TO DO =
Copy all of the entries that follow, exactly.

- Opening Delimiter -

Issue #272, opened 2020-05-25
Supervision handling of SIGQUIT.


DimCitus:
The supervisor does not handle SIGQUIT any different than SIGINT right now. So this only matters if a SIGQUIT is sent manually to the monitor subprocess. Maybe we should change the supervisor process to forward SIGQUIT to the child processes.

SIDENOTE: I just tried sending SIGQUIT manually to the postgres start/stop process, but that killed the pg_auto_ctl process and orphaned the actual postgres subprocess. Which seems like undesireable behaviour TBH.

DimCitus:
Also implement `atexit` semantics for pidfile removal and other cleanup (semaphore removal) on the supervisor process. Upon receiving SIGQUIT we call `exit()` which means that the `atexit` registered functions should be called, if my reading of the man pages is good.

PR #281, opened 2020-06-03
Move the log semaphore clean-up function to atexit().

DimCitus:
Note: We can't move the pidfile cleanup to the atexit stage easily enough because of using a local supervisor variable, and we don't really need to do that anyway because of the way we handle SIGQUIT and stale pidfiles anyway.

See #272.

### DIFF
--- a/src/bin/pg_autoctl/pgctl.c
+++ b/src/bin/pg_autoctl/pgctl.c
@@ -803,7 +803,7 @@ pg_ctl_initdb(const char *pg_ctl, const char *pgdata)
 
 	/* initdb takes time, so log about the operation BEFORE doing it */
 	log_info("Initialising a PostgreSQL cluster at \"%s\"", pgdata);
-	log_info("%s initdb -s -D %s", pg_ctl, pgdata);
+	log_info("%s initdb -s -D %s --option '--auth=trust'", pg_ctl, pgdata);
 
 	program = run_program(pg_ctl, "initdb",
 						  "--silent",
--- a/src/bin/pg_autoctl/pgctl.c
+++ b/src/bin/pg_autoctl/pgctl.c
@@ -803,6 +803,7 @@ pg_ctl_initdb(const char *pg_ctl, const char *pgdata)
 
 	/* initdb takes time, so log about the operation BEFORE doing it */
 	log_info("Initialising a PostgreSQL cluster at \"%s\"", pgdata);
+	log_info("%s initdb -s -D %s", pg_ctl, pgdata);
 
 	program = run_program(pg_ctl, "initdb",
 						  "--silent",
@@ -811,7 +812,6 @@ pg_ctl_initdb(const char *pg_ctl, const char *pgdata)
 	                      /* avoid warning message */
 						  "--option", "'--auth=trust'",
 						  NULL);
-	log_info("%s initdb -s -D %s", pg_ctl, pgdata);
 
 	success = program.returnCode == 0;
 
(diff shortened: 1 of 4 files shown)


src/bin/pg_autoctl/service_monitor_init.c
```diff
@@ -146,6 +146,17 @@ service_monitor_init_start(void *context, pid_t *pid)
...
+				 * We are in a sub-process and didn't call exec() on our
+				 * pg_autoctl do service listener program yet we do not want to
+				 * clean-up the semaphore just yet. Publish that we are a
+				 * sub-process and only then quit, avoiding to call the
+				 * atexit() semaphore clean-up function.
+				 */
+				IntString semIdString = intToString(log_semaphore.semId);
+
+				setenv(PG_AUTOCTL_LOG_SEMAPHORE, semIdString.strValue, 1);
+
```
JelteF, line 159: I think it makes sense to do this right away after every `fork` that returns `0` in the codebase.

src/bin/pg_autoctl/pgctl.c
```diff
@@ -803,6 +803,7 @@ pg_ctl_initdb(const char *pg_ctl, const char *pgdata)
 
 	/* initdb takes time, so log about the operation BEFORE doing it */
 	log_info("Initialising a PostgreSQL cluster at \"%s\"", pgdata);
+	log_info("%s initdb -s -D %s", pg_ctl, pgdata);
```
JelteF, line 806: Maybe also add `--option '-auth=trust'` here

JelteF:
Looks good overal. Regarding not adding the pidfile cleanup to `atexit`. I think it would be nice if we could modify the code to do it anyway. You can register multiple functions by calling `atexit` multiple times, so it's possible to only register it somewhere else in the code. If that is not the problem can you explain the problem a bit more then, possibly linking to the relevant code?

src/bin/pg_autoctl/service_monitor_init.c
DimCitus: That's another way to do it, but when `createAndRun` is true we are going to call `service_monitor_runprogram` which takes care of it anyway. And doing it in the child arm of the fork begs the question of always doing that in other fork call sites, and I don't think we should.

Sending a code revision following your comments so that we can see if we like it better that way or not.

JelteF: > And doing it in the child arm of the fork begs the question of always doing that in other fork call sites, and I don't think we should.

Why should we not do that? It seems to me that only the parent process should kill the semaphore `atexit`, so doing it after every `fork` call that indicates it's a child seems a good thing.

Maybe it would be clearer to set a global indicating if it is the parent process or not, and only do the semaphore unlinking in that case.

DimCitus:
> Looks good overal. Regarding not adding the pidfile cleanup to `atexit`. I think it would be nice if we could modify the code to do it anyway. You can register multiple functions by calling `atexit` multiple times, so it's possible to only register it somewhere else in the code. If that is not the problem can you explain the problem a bit more then, possibly linking to the relevant code?

The function registered to `atexit` does not take a parameter, and the context we need to handle the pidfile is not global, it's in a local variable. I'm not sure how to best refactor the code to make it possible to use `atexit` and not sure it is worth it.

src/bin/pg_autoctl/service_monitor_init.c
DimCitus: The problem we have here is that the signals and globals and many things are shared at `fork()` time and lost at `exec()` time. The `atexit` registrations have that policy, so that when we do our run program (which calls `exec`) we don't have the `atexit` functions anymore. 

There's only one place where we `fork()` and then we don't `exec()`, it's when doing `pg_autoctl create monitor` without the `--run` option, because we don't `exec()` the monitor installer.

- Closing Delimiter -

REPLY =
Issue #272, opened 2020-05-25
Supervision handling of SIGQUIT.


DimCitus:
The supervisor does not handle SIGQUIT any different than SIGINT right now. So this only matters if a SIGQUIT is sent manually to the monitor subprocess. Maybe we should change the supervisor process to forward SIGQUIT to the child processes.

SIDENOTE: I just tried sending SIGQUIT manually to the postgres start/stop process, but that killed the pg_auto_ctl process and orphaned the actual postgres subprocess. Which seems like undesireable behaviour TBH.

DimCitus:
Also implement `atexit` semantics for pidfile removal and other cleanup (semaphore removal) on the supervisor process. Upon receiving SIGQUIT we call `exit()` which means that the `atexit` registered functions should be called, if my reading of the man pages is good.

PR #281, opened 2020-06-03
Move the log semaphore clean-up function to atexit().

DimCitus:
Note: We can't move the pidfile cleanup to the atexit stage easily enough because of using a local supervisor variable, and we don't really need to do that anyway because of the way we handle SIGQUIT and stale pidfiles anyway.

See #272.

### DIFF
--- a/src/bin/pg_autoctl/pgctl.c
+++ b/src/bin/pg_autoctl/pgctl.c
@@ -803,7 +803,7 @@ pg_ctl_initdb(const char *pg_ctl, const char *pgdata)
 
 	/* initdb takes time, so log about the operation BEFORE doing it */
 	log_info("Initialising a PostgreSQL cluster at \"%s\"", pgdata);
-	log_info("%s initdb -s -D %s", pg_ctl, pgdata);
+	log_info("%s initdb -s -D %s --option '--auth=trust'", pg_ctl, pgdata);
 
 	program = run_program(pg_ctl, "initdb",
 						  "--silent",
--- a/src/bin/pg_autoctl/pgctl.c
+++ b/src/bin/pg_autoctl/pgctl.c
@@ -803,6 +803,7 @@ pg_ctl_initdb(const char *pg_ctl, const char *pgdata)
 
 	/* initdb takes time, so log about the operation BEFORE doing it */
 	log_info("Initialising a PostgreSQL cluster at \"%s\"", pgdata);
+	log_info("%s initdb -s -D %s", pg_ctl, pgdata);
 
 	program = run_program(pg_ctl, "initdb",
 						  "--silent",
@@ -811,7 +812,6 @@ pg_ctl_initdb(const char *pg_ctl, const char *pgdata)
 	                      /* avoid warning message */
 						  "--option", "'--auth=trust'",
 						  NULL);
-	log_info("%s initdb -s -D %s", pg_ctl, pgdata);
 
 	success = program.returnCode == 0;
 
(diff shortened: 1 of 4 files shown)


src/bin/pg_autoctl/service_monitor_init.c
```diff
@@ -146,6 +146,17 @@ service_monitor_init_start(void *context, pid_t *pid)
...
+				 * We are in a sub-process and didn't call exec() on our
+				 * pg_autoctl do service listener program yet we do not want to
+				 * clean-up the semaphore just yet. Publish that we are a
+				 * sub-process and only then quit, avoiding to call the
+				 * atexit() semaphore clean-up function.
+				 */
+				IntString semIdString = intToString(log_semaphore.semId);
+
+				setenv(PG_AUTOCTL_LOG_SEMAPHORE, semIdString.strValue, 1);
+
```
JelteF, line 159: I think it makes sense to do this right away after every `fork` that returns `0` in the codebase.

src/bin/pg_autoctl/pgctl.c
```diff
@@ -803,6 +803,7 @@ pg_ctl_initdb(const char *pg_ctl, const char *pgdata)
 
 	/* initdb takes time, so log about the operation BEFORE doing it */
 	log_info("Initialising a PostgreSQL cluster at \"%s\"", pgdata);
+	log_info("%s initdb -s -D %s", pg_ctl, pgdata);
```
JelteF, line 806: Maybe also add `--option '-auth=trust'` here

JelteF:
Looks good overal. Regarding not adding the pidfile cleanup to `atexit`. I think it would be nice if we could modify the code to do it anyway. You can register multiple functions by calling `atexit` multiple times, so it's possible to only register it somewhere else in the code. If that is not the problem can you explain the problem a bit more then, possibly linking to the relevant code?

src/bin/pg_autoctl/service_monitor_init.c
DimCitus: That's another way to do it, but when `createAndRun` is true we are going to call `service_monitor_runprogram` which takes care of it anyway. And doing it in the child arm of the fork begs the question of always doing that in other fork call sites, and I don't think we should.

Sending a code revision following your comments so that we can see if we like it better that way or not.

JelteF: > And doing it in the child arm of the fork begs the question of always doing that in other fork call sites, and I don't think we should.

Why should we not do that? It seems to me that only the parent process should kill the semaphore `atexit`, so doing it after every `fork` call that indicates it's a child seems a good thing.

Maybe it would be clearer to set a global indicating if it is the parent process or not, and only do the semaphore unlinking in that case.

DimCitus:
> Looks good overal. Regarding not adding the pidfile cleanup to `atexit`. I think it would be nice if we could modify the code to do it anyway. You can register multiple functions by calling `atexit` multiple times, so it's possible to only register it somewhere else in the code. If that is not the problem can you explain the problem a bit more then, possibly linking to the relevant code?

The function registered to `atexit` does not take a parameter, and the context we need to handle the pidfile is not global, it's in a local variable. I'm not sure how to best refactor the code to make it possible to use `atexit` and not sure it is worth it.

src/bin/pg_autoctl/service_monitor_init.c
DimCitus: The problem we have here is that the signals and globals and many things are shared at `fork()` time and lost at `exec()` time. The `atexit` registrations have that policy, so that when we do our run program (which calls `exec`) we don't have the `atexit` functions anymore. 

There's only one place where we `fork()` and then we don't `exec()`, it's when doing `pg_autoctl create monitor` without the `--run` option, because we don't `exec()` the monitor installer.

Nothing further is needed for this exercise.